# Members hiearachy



## Mike Ayling (17 Aug 2020)

Uber, guru, well known etc, what is the full list and how many posts does each level require?

Mike


----------



## ColinJ (17 Aug 2020)

I have no idea, but once you have a certain minimum number of posts you can call yourself what you want by editing _Custom Title_ in _Account Details_.


----------



## steveindenmark (17 Aug 2020)

I dont know. I am a legendary member. Probably because I have been here for years. Or maybe because I have never been banned 😁


----------



## slowmotion (17 Aug 2020)

If you post enough utter bollocks over a long enough period, I believe your status changes. Apart from that...….who knows?


----------



## Mike Ayling (17 Aug 2020)

Thanks to all who have posted.

Mike


----------



## Mugshot (17 Aug 2020)

Back in the day a members post count was displayed, I thought it was very useful for quickly recognising ones betters.


----------



## Phaeton (17 Aug 2020)

Mugshot said:


> Back in the day a members post count was displayed, I thought it was very useful for quickly recognising ones betters.

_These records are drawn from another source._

PR #41, opened 2015-12-21
Fix memory leak if taking screenshot with cursor

philippwiesemann:
There were two local variables with the same name in different scopes. The second variable stored the pointer but only the first was deleted.

Thanks!

### DIFF
--- a/src/screenshotdialog.cpp
+++ b/src/screenshotdialog.cpp
@@ -150,7 +150,6 @@ void ScreenshotDialog::doScreenshot() {
     if(cursor) {
       if(cursor->pixels) { // pixles should be an ARGB array
         QImage cursorImage;
-        quint32* buf = NULL;
         if(sizeof(long) == 4) {
           // FIXME: will we encounter byte-order problems here?
           cursorImage = QImage((uchar*)cursor->pixels, cursor->width, cursor->height, QImage::Format_ARGB32);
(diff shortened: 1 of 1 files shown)


src/screenshotdialog.cpp
```diff
@@ -157,7 +157,7 @@ void ScreenshotDialog::doScreenshot() {
         }
         else { // XFixes returns long integers which is not 32 bit on 64 bit systems.
           long len = cursor->width * cursor->height;
-          quint32* buf = new quint32[len];
+          buf = new quint32[len];
           for(long i = 0; i < len; ++i)
             buf[i] = (quint32)cursor->pixels[i];
           cursorImage = QImage((uchar*)buf, cursor->width, cursor->height, QImage::Format_ARGB32);
```
f2404: I think it's better to delete [] buf within this block, and remove the 'buf' declaration from line 153.

paulolieuthier: I agree.

philippwiesemann: `buf` can not be deleted there because `QImage()` does not copy it.

f2404: You mean, buf should be kept while cursorImage is in use?

palinek:
IMO all such code (new/delete) should be modified to use smart pointers (std's or Qt's).

In general I think, whereever we see a plain *delete*, we should consider using smart pointers...

philippwiesemann:
The commit was updated to use a different solution which also should be more correct.

paulolieuthier:
GTM.

f2404:
Looks good.

PR #42, opened 2015-12-25
Fix missing Russian translation in desktop file

philippwiesemann:
The Russian translation for the desktop entry was not included into the final desktop file because its keys did not end with the locale postfix.

Thanks!


f2404:
Yep, missed that. Thanks!

paulolieuthier:
Thanks!

Issue #43, opened 2015-12-27
Feature request: Option for the application window to resize automatically based on image dimensions


ms6676749:
Archlinux
lxqt 0.10.0
Xfwm4 4.12.3
lximage-qt 0.4.0

For example, open an image and lximage-qt will open it centerscreen in its native dimension or, if the image is too large, fit the image to the width or height of the screen accordingly.  Currently, lximage opens every image in a 553x432 window, which is pretty small on a 1920x1080 screen.

tsujan:
closed by #45

PR #45, opened 2016-01-03
Implement an EOG-like behavior on starting

tsujan:
By clicking on an image for the first time, the user wants to see it clearly with lximage-qt. So, the following behavior is implemented here:

(1) A minimum size of 400x400 is assumed;
(2) The window is scaled to fit the image;
(3) For too big images, the window is scaled down;
(4) The window is centered on the screen.
(5) The loaded image is selected and centered in the thumbnail view.

This also addresses #43.

### DIFF
--- a/src/application.cpp
+++ b/src/application.cpp
@@ -154,7 +154,9 @@ void Application::newWindow(QStringList files) {
       if(settings_.windowMaximized())
         window->setWindowState(window->windowState() | Qt::WindowMaximized);
 
-      window->show();
+      /* when there's an image, we show the window AFTER resizing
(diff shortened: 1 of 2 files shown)


jleclanche:
gtm, sorry for the delay

paulolieuthier:
I'm not sure about starting the windows always centered, but GTM.

tsujan:
> I'm not sure about starting the windows always centered

The user has no intention other than seeing the image when he clicks on it; hence centering the window. It could be made optional later -- lximage-qt still needs polishing.

PCMan:
Works as advertised. Thank you.

PR #47, opened 2016-01-14
Copy File Name

Pr0Wolf29:
Hello, I would like to contribute a feature I made for my own personal usage. I added a button to the toolbar and a right-click menu item that copies the file path of the currently opened image to the clipboard. I know it seems simple, but this is a huge help for me, especially when going through thousands of images for sorting purposes. I don't know much about libfm or Qt, but I made something that works, and followed the contribution guide as best I could within my memory's limits. I use this myself, so I suppose others might find it useful too.

### DIFF
--- a/src/mainwindow.cpp
+++ b/src/mainwindow.cpp
@@ -104,6 +104,8 @@ MainWindow::MainWindow():
   contextMenu_->addAction(ui.actionFlipHorizontal);
   contextMenu_->addAction(ui.actionFlipVertical);
   contextMenu_->addAction(ui.actionFlipVertical);
+  contextMenu_->addSeparator();
+  contextMenu_->addAction(ui.actionCopyFileName);
 
   // create shortcuts
   QShortcut* shortcut = new QShortcut(Qt::Key_Left, this);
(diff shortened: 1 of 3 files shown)


tsujan:
Thank you for taking time and trying to make LXImage-qt better!

LXImage-qt has already a "File Properties" menu-item, that can give you more info (to copy). IMHO, the usage you implemented seems too specific to your needs.

Pr0Wolf29:
Well if you say so. Otherwise I'll just have my own fork I'll maintain.

tsujan:
> Well if you say so...

I didn't close this PR but told my opinion. Other devs might have a different opinion.

pmattern:
The new feature proposed by this PR is to copy an image's *path* as a whole at once which isn't possible right now. While I didn't miss this feature personally so far I can for sure figure it's something that makes sense. E. g. [nomacs](http://nomacs.org) is providing this feature as well ("Copy" / `Ctrl+C` from images' context menus).
So I for one am +1 on this.

Not sure whether the current implementation makes really sense, though.
Naming "Copy *File Name*" needs to get changed for sure. It exactly is *not* the file name that gets copied, this is indeed working already as @tsujan rightly stated, but the path.
But that aside I wonder whether some other UI component may eventually make sense. E. g. maybe something like an address bar similar to the one of PCManFM-Qt or web browsers where the path could eventually be selected and copied as usual?

Pr0Wolf29:
Yeah, changing "file name" to "file path" would be a good idea.

PCMan:
The PR is out of date due to the recent libfm-qt changes. I'll take some time to fix it.

tsujan:
Superseded by https://github.com/lxqt/lximage-qt/pull/316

Still available assuming messages means posts







But unlike on Play your Cards right, points appear to make bugger all.


----------



## Mugshot (17 Aug 2020)

Phaeton said:


> Still available assuming messages means posts
> 
> View attachment 542051
> 
> ...


Yes it's still available, but it used to be displayed under your avatar pic.


----------



## steveindenmark (17 Aug 2020)

slowmotion said:


> If you post enough utter bollocks over a long enough period, I believe your status changes. Apart from that...….who knows?

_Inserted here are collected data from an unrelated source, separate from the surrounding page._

PR #48, opened 2016-01-23
Hide cursor smartly in fullscreen mode

tsujan:
This commit hides the cursor in the fullscreen mode after 3 seconds of inactivity and shows it again when needed.

### DIFF
--- a/src/imageview.cpp
+++ b/src/imageview.cpp
@@ -29,6 +29,8 @@
 #include <QLabel>
 #include <QGraphicsProxyWidget>
 
+#define CURSOR_HIDE_DELY 3000
+
 namespace LxImage {
 
 ImageView::ImageView(QWidget* parent):
@@ -38,6 +40,7 @@ ImageView::ImageView(QWidget* parent):
   gifMovie_(NULL),
   autoZoomFit_(false),
   cacheTimer_(NULL),
+  cursorTimer_(NULL),
   scaleFactor_(1.0) {
 
   setViewportMargins(0, 0, 0, 0);
@@ -57,6 +60,10 @@ ImageView::~ImageView() {
   if(cacheTimer_) {
     cacheTimer_->stop();
     delete cacheTimer_;
+  }
+  if(cursorTimer_) {
+    cursorTimer_->stop();
+    delete cursorTimer_;
   }
 }
 
@@ -86,6 +93,34 @@ void ImageView::mouseDoubleClickEvent(QMouseEvent* event) {
   // filtered by event filter installed on the view.
   // QGraphicsView::mouseDoubleClickEvent(event);
   QAbstractScrollArea::mouseDoubleClickEvent(event);
+}
+
+void ImageView::mousePressEvent(QMouseEvent * event) {
+  QGraphicsView::mousePressEvent(event);
+  if(cursorTimer_) cursorTimer_->stop();
+}
+
+void ImageView::mouseReleaseEvent(QMouseEvent* event) {
+  QGraphicsView::mouseReleaseEvent(event);
+  if(cursorTimer_) cursorTimer_->start(CURSOR_HIDE_DELY);
+}
+
+void ImageView::mouseMoveEvent(QMouseEvent* event) {
+  QGraphicsView::mouseMoveEvent(event);
+   if(cursorTimer_ && (viewport()->cursor().shape() == Qt::BlankCursor
+                       || viewport()->cursor().shape() == Qt::OpenHandCursor)) {
+    cursorTimer_->start(CURSOR_HIDE_DELY); // restart timer
+    viewport()->setCursor(Qt::OpenHandCursor);
+  }
+}
+
+void ImageView::focusInEvent(QFocusEvent* event) {
+  QGraphicsView::focusInEvent(event);
+  if(cursorTimer_ && (viewport()->cursor().shape() == Qt::BlankCursor
+                      || viewport()->cursor().shape() == Qt::OpenHandCursor)) {
+    cursorTimer_->start(CURSOR_HIDE_DELY); // restart timer
+    viewport()->setCursor(Qt::OpenHandCursor);
+  }
 }
 
 void ImageView::resizeEvent(QResizeEvent* event) {
@@ -317,5 +352,26 @@ QRect ImageView::sceneToViewport(const QRectF& rect) {
   return QRect(topLeft, bottomRight);
 }
 
+void ImageView::blankCursor() {
+    viewport()->setCursor(Qt::BlankCursor);
+}
+
+void ImageView::hideCursor(bool enable) {
+  if(enable) {
+    if(cursorTimer_) delete cursorTimer_;
+    cursorTimer_ = new QTimer(this);
+    cursorTimer_->setSingleShot(true);
+    connect(cursorTimer_, SIGNAL(timeout()), this, SLOT(blankCursor()));
+    if(viewport()->cursor().shape() == Qt::OpenHandCursor)
+        cursorTimer_->start(CURSOR_HIDE_DELY);
+  }
+  else if (cursorTimer_) {
+    cursorTimer_->stop();
+    delete cursorTimer_;
+    cursorTimer_ = NULL;
+    if(viewport()->cursor().shape() == Qt::BlankCursor)
+        viewport()->setCursor(Qt::OpenHandCursor);
+  }
+}
 
 } // namespace LxImage
--- a/src/imageview.h
+++ b/src/imageview.h
@@ -67,9 +67,16 @@ public:
     autoZoomFit_ = value;
   }
 
+  // if set to true, hides the cursor after 3s of inactivity
+  void hideCursor(bool enable);
+
 protected:
   virtual void wheelEvent(QWheelEvent* event);
   virtual void mouseDoubleClickEvent(QMouseEvent* event);
+  virtual void mousePressEvent(QMouseEvent* event);
+  virtual void mouseReleaseEvent(QMouseEvent* event);
+  virtual void mouseMoveEvent(QMouseEvent* event);
+  virtual void focusInEvent(QFocusEvent* event);
   virtual void resizeEvent(QResizeEvent* event);
   virtual void paintEvent(QPaintEvent* event);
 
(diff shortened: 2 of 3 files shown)


src/imageview.cpp
```diff
@@ -317,5 +346,26 @@ QRect ImageView::sceneToViewport(const QRectF& rect) {
...
 }
 
+void ImageView::blankCursor() {
+    viewport()->setCursor(Qt::BlankCursor);
+}
+
+void ImageView::hideCursor(bool enable) {
+  if(enable) {
+    if(cursorTimer_) delete cursorTimer_;
+    cursorTimer_ = new QTimer(this);
```
palinek: Wouldn't it be better to just create/initialize the `cursorTimer_` object only in case not existing, t.m.:
```c++
if (!cursorTimer_)
{
  cursorTimer_ = new QTimer(this);
...
```

...and second question: Does a `QTimer` object use much resources -> why not to create/initialize it just once in the `ImageView` constructor and use it later only when needed?

tsujan:
By deleting the timer, its signal will be disconnected if not triggered yet. Yes, I could disconnect it explicitly but it's just a single-shot timer. No practical difference -- just a matter of taste or style.

> why not to create/initialize it just once

Simply because this way seems more logical to me; it isn't always needed -- just when the window is in the full-screen mode. PCMan has done the same thing with `cacheTimer_`. However, no tangible difference and only a matter of style, again ;)

This was a very simple commit. Its only "tricky" part was the need to focusInEvent(), which didn't seem needed at first (full-screen -> change desktop -> return to the same desktop).

palinek:
> By deleting the timer, its signal will be disconnected if not triggered yet. Yes, I could disconnect it explicitly but it's just a single-shot timer.

SingleShot doesn't mean it can emit the signal only once in the object lifetime. IMO all the recreation/reinitialization here (in case the timer object exists) is unnecessary.

tsujan:
@palinek  I really don't get your point. If my method seems weird to you, feel free to change it into your way. As far as it works too, it's completely fine to me.

On the *practical* side, do you see any problem? Doesn't it work correctly for you in some situation? Which one and how?

palinek:
> On the practical side, do you see any problem? Doesn't it work correctly for you in some situation? Which one and how?

Nope. Just the small optimization for not deleting & reinitialization of `QTimer` object. Something like this:
```diff
diff --git a/src/imageview.cpp b/src/imageview.cpp
index e791126..65d6b3c 100644
--- a/src/imageview.cpp
+++ b/src/imageview.cpp
@@ -38,7 +38,6 @@ ImageView::ImageView(QWidget* parent):
   gifMovie_(NULL),
   autoZoomFit_(false),
   cacheTimer_(NULL),
-  cursorTimer_(NULL),
   scaleFactor_(1.0) {
 
   setViewportMargins(0, 0, 0, 0);
@@ -352,17 +351,17 @@ void ImageView::blankCursor() {
 
 void ImageView::hideCursor(bool enable) {
   if(enable) {
-    if(cursorTimer_) delete cursorTimer_;
-    cursorTimer_ = new QTimer(this);
-    cursorTimer_->setSingleShot(true);
-    connect(cursorTimer_, SIGNAL(timeout()), this, SLOT(blankCursor()));
+    if (!cursorTimer_)
+    {
+      cursorTimer_.reset(new QTimer);
+      cursorTimer_->setSingleShot(true);
+      connect(cursorTimer_.data(), SIGNAL(timeout()), this, SLOT(blankCursor()));
+    }
     if(viewport()->cursor().shape() == Qt::OpenHandCursor)
         cursorTimer_->start(3000);
   }
   else if (cursorTimer_) {
-    cursorTimer_->stop();
-    delete cursorTimer_;
-    cursorTimer_ = NULL;
+    cursorTimer_.reset(nullptr);
     if(viewport()->cursor().shape() == Qt::BlankCursor)
         viewport()->setCursor(Qt::OpenHandCursor);
   }
diff --git a/src/imageview.h b/src/imageview.h
index ca4a7bd..d334aa0 100644
--- a/src/imageview.h
+++ b/src/imageview.h
@@ -98,7 +98,7 @@ private:
   QRect cachedRect_; // rectangle containing the cached region (in viewport coordinate)
   QRect cachedSceneRect_; // rectangle containing the cached region (in scene/original image coordinate)
   QTimer* cacheTimer_;
-  QTimer *cursorTimer_; // for hiding cursor in fullscreen mode
+  QScopedPointer<QTimer> cursorTimer_; // for hiding cursor in fullscreen mode
   double scaleFactor_;
   bool autoZoomFit_;
 };
```

tsujan:
I see no (need for an) optimization here. QScopedPointer isn't really needed for such a trivial job.

First, the line `if(cursorTimer_) delete cursorTimer_;` is only there to respect the logic; it has no effect because the `if` part is never true.

Second, there isn't ANY problem with deleting a QTimer when it isn't needed. As I mentioned before, PCMan has done exactly the same thing with `cacheTimer_` in `ImageView::queueGenerateCache()`. I don't mean it's correct because *he* has done so but, because it has *no* problem, both of us have naturally done so.

You've mistaken a difference in style for a real problem in this special case. However, thank you for taking time.

BTW, I added another deleting in the destructor too, as PCMan had done (not needed really) ;)

palinek:
> I see no (need for an) optimization here. QScopedPointer isn't really needed for such a trivial job.

Many wise guys (including Bjarne Stroustrup) strongly encourage to use *smart pointers* and to paraphrase them: "...whenever you see a naked *delete* in the code, be suspicious...". But the smart pointer wasn't the point...

The point was the superflous initialization. Compare this:
```c++
  if(cursorTimer_) delete cursorTimer_;
  cursorTimer_ = new QTimer(this);
  cursorTimer_->setSingleShot(true);
  connect(cursorTimer_, SIGNAL(timeout()), this, SLOT(blankCursor()));
```
with something like this:
```c++
  if(!cursorTimer_)
  {
    cursorTimer_ = new QTimer(this);
    cursorTimer_->setSingleShot(true);
    connect(cursorTimer_, SIGNAL(timeout()), this, SLOT(blankCursor()));
  }
```

> First, the line `if(cursorTimer_) delete cursorTimer_;` is only there to respect the logic; it has no effect because the `if` part is never true.

Then... 1. the code is a bit misleading.  2. it is a branch, so a potential performance hit.
=> IMO the latter (`if(!cursorTimer_)...`) is better readable.

If this doesn't make any sense... then forget anything I've said here before.

tsujan:
@palinek 
> Many wise guys (including Bjarne Stroustrup) strongly encourage...

Then, neither I nor PCMan follows what they say -- perhaps each of us for his own reason. No trace of QScopedPointer in pcmanfm, libfm-qt, lximage-qt,.... Even if I had the same opinion as you do, I wouldn't go with it because I wouldn't want to change the original author's coding style.

> The point was the superflous initialization

And I could say exactly the same thing about `if(!cursorTimer_)` in your suggestion because it's always `true`!

> the code is a bit misleading

To whom? Of course you meant yourself but that's a matter of perspective.

> it is a branch, so a potential performance hit

Which performance hit?!

Is it so hard to allow for a simple difference in style/taste while everything works OK? I can easily accept that you like to follow principles while I'm a pragmatist. Both are OK to me -- but let's not start a philosophical discussions *here*!

palinek:
> Both are OK to me -- but let's not start a philosophical discussions here!

I don't want any flame here too...

PCMan:
Well, please avoid flame war if possible. To me, it's more a coding style issue than a performance issue. To be honest, my C++ coding style is not good. I never used smart pointers simply because I used to handle the pointers myself and the code was mostly written prior to the widespread adoption of C++ 11.
(It's generally good practice to use it whenever possible as suggested by the father of C++ and I agree. But if you can handle raw pointers correctly, not using smart pointer is not a sin.)
As a gtk+ user for 10 years, I learned how to use Qt when I started to work on LXQt.
So it's my first time using Qt. So my coding style might not be a good reference. :-)
Allocating an object and deleting it may take hundreds of CPU cycles, but there's no visible performance difference. A memory cache miss takes much more than that. We don't need to do micro-optimizations.
Please use whatever you think is more readable unless it's proven to be a performance bottle neck.
I'm OK with any coding style or good practice suggested by c++ experts.

tsujan:
> Well, please avoid flame war if possible.

@palinek  and I implicitly agreed on that :)

> To be honest, my C++ coding style is not good.

LOL! Your coding style is one of the cleanest I've ever seen.

> I never used smart pointers simply because I used to handle the pointers myself...

Almost similarly, I like to have full control over allocating and deleting.

paulolieuthier:
My two cents: I don't like `QScopedPointer`, but I like to avoid using `delete` as well. I'd simply not use a pointer at all, and call `start()` and `stop()`.

src/imageview.cpp
```diff
@@ -88,6 +93,34 @@ void ImageView::mouseDoubleClickEvent(QMouseEvent* event) {
...
 }
 
+void ImageView::mousePressEvent(QMouseEvent * event) {
+  QGraphicsView::mousePressEvent(event);
+  if(cursorTimer_) cursorTimer_->stop();
+}
+
+void ImageView::mouseReleaseEvent(QMouseEvent* event) {
+  QGraphicsView::mouseReleaseEvent(event);
+  if(cursorTimer_) cursorTimer_->start(3000);
```
philippwiesemann: If there would be a constant for the milliseconds then only one place would need an update if the value should be changed later. :)

tsujan: You're right.

tsujan:
@paulolieuthier 
As I repeatedly said here and there, IMO, tastes are different and all of them are acceptable more or less. I just can't understand why such a hot and long debate about such a simple change. Yes, `delete` and `NULL` should be handled with care but that doesn't mean they're taboos.

I wanted to work on https://github.com/lxde/lximage-qt/issues/49 *after* this PR because of common files. I'm getting the impression that lximage-qt may not be liked/used by anyone. Please tell me if that's true because I don't want to work on a "deprecated" app!

agaida:
@tsujan - it is used and i think it will become more important in the near futute

tsujan:
> it is used and i think it will become more important in the near futute

Then let its users enjoy this simple feature. Anyone could make a PR later. And I want to work on SVG resizing and other features.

If you post more UB do they up your hierarchy to keep you quiet? 😁


----------



## Blue Hills (17 Aug 2020)

Mugshot said:


> Back in the day a members post count was displayed, I thought it was very useful for quickly recognising ones betters.


I used to use this as a sanity check, particularly on anything to do with the politics bit.
If someone was particularly nasty/snide/trigger happy, I would just look at their post count. If it was very high related to their time here, I would just sigh and ignore them. Some were mind boggingly high. *
You can of course also check out which areas they post most in - similar sanity check and makes you wonder if some folk have much interest in bikes/even know what one looks like.
Some folk block access to this info - total post count and posting areas - I find that very odd - as odd as if someone blocked a conversational history in real life. But that in itself can be another sanity check.

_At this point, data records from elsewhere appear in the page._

PR #60, opened 2016-08-03
Quieten compiler warning

tsujan:
Thanks to, https://github.com/lxde/lximage-qt/pull/58/commits/8c52c8ddf0a14369d6b0f53e7672992294d2d287, a problem is also found and fixed.

A warning related to `g_io_scheduler_job_send_to_mainloop()` remains. I think @PCMan might fix it better than I could.

### DIFF
--- a/src/settings.cpp
+++ b/src/settings.cpp
@@ -27,11 +27,11 @@ using namespace LxImage;
 Settings::Settings():
   useFallbackIconTheme_(QIcon::themeName().isEmpty() || QIcon::themeName() == "hicolor"),
   bgColor_(255, 255, 255),
+  fullScreenBgColor_(0, 0, 0),
   showThumbnails_(false),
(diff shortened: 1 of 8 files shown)


src/settings.cpp
```diff
@@ -49,7 +49,7 @@ bool Settings::load() {
   fullScreenBgColor_ = settings.value("fullScreenBgColor", fullScreenBgColor_).value<QColor>();
   // showThumbnails_;
   // showSidePane_;
-  int slideShowInterval_ = settings.value("slideShowInterval", slideShowInterval_).toInt();
+  slideShowInterval_ = settings.value("slideShowInterval", slideShowInterval_).toInt();
```
tsujan: This was a hidden bug.

luis-pereira:
GTM

PR #723, opened 2020-07-02
Rename MonthDay.toDate() and YearMonth.toDate()

ptomato:
Follow up to #574, I think these two methods in particular are special because they can be used with integer literals.

Closes: #722


ptomato:
Yes, I'd wait for more comments.

justingrant:
LGTM. I like how the method names include both the destination type and a hint about the parameter needed.  Kills 2 birds with one stone.

sffc:
I don't really like the vague hybrid names.  I would rather go all-in with the original names `.withYear()`, or keep a clean and consistent `.toDate()`.  My third choice would be something like `.toDateInYear()`.

justingrant:
> My third choice would be something like `.toDateInYear()`.

I like the specificity of this option.  It clears up any ambiguity about what the parameter will be. `.toDateOnDay()` would presumably be the other one?

ptomato:
I personally prefer `withDay()` but I think we already established that that would be inconsistent unless we reverted the whole rename. But `toDate(1)` is just too cryptic to me. `toDateOnDay()`/`toDateInYear()` seem fine to me. I will change this PR to implement those and leave it up to see if there are any more comments.

ptomato:
This one has been up as `toDateOnDay`/`toDateInYear` for a few days, so I'll merge it. There is still a larger discussion going on at #747.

* there are also of course folk whom post a lot and are perfectly nice.


----------



## Blue Hills (17 Aug 2020)

By the by, with regard to a certain other peddling place of far less members, i was once told in awed terms by one of its most prolific posters that there was a special special special roped off area that was only visible and accessible to an inner sanctum of folk who had made a particularly high number of posts.
I never knew whether this hallowed/bonkers world behind the wardrobe existed but could imagine that it did - I had long thought there were some folks on there who wouldn't be truly happy until they were alone in a cell arguing with themselves.


----------



## snorri (17 Aug 2020)

Mugshot said:


> Back in the day a members post count was displayed, I thought it was very useful for quickly recognising ones betters.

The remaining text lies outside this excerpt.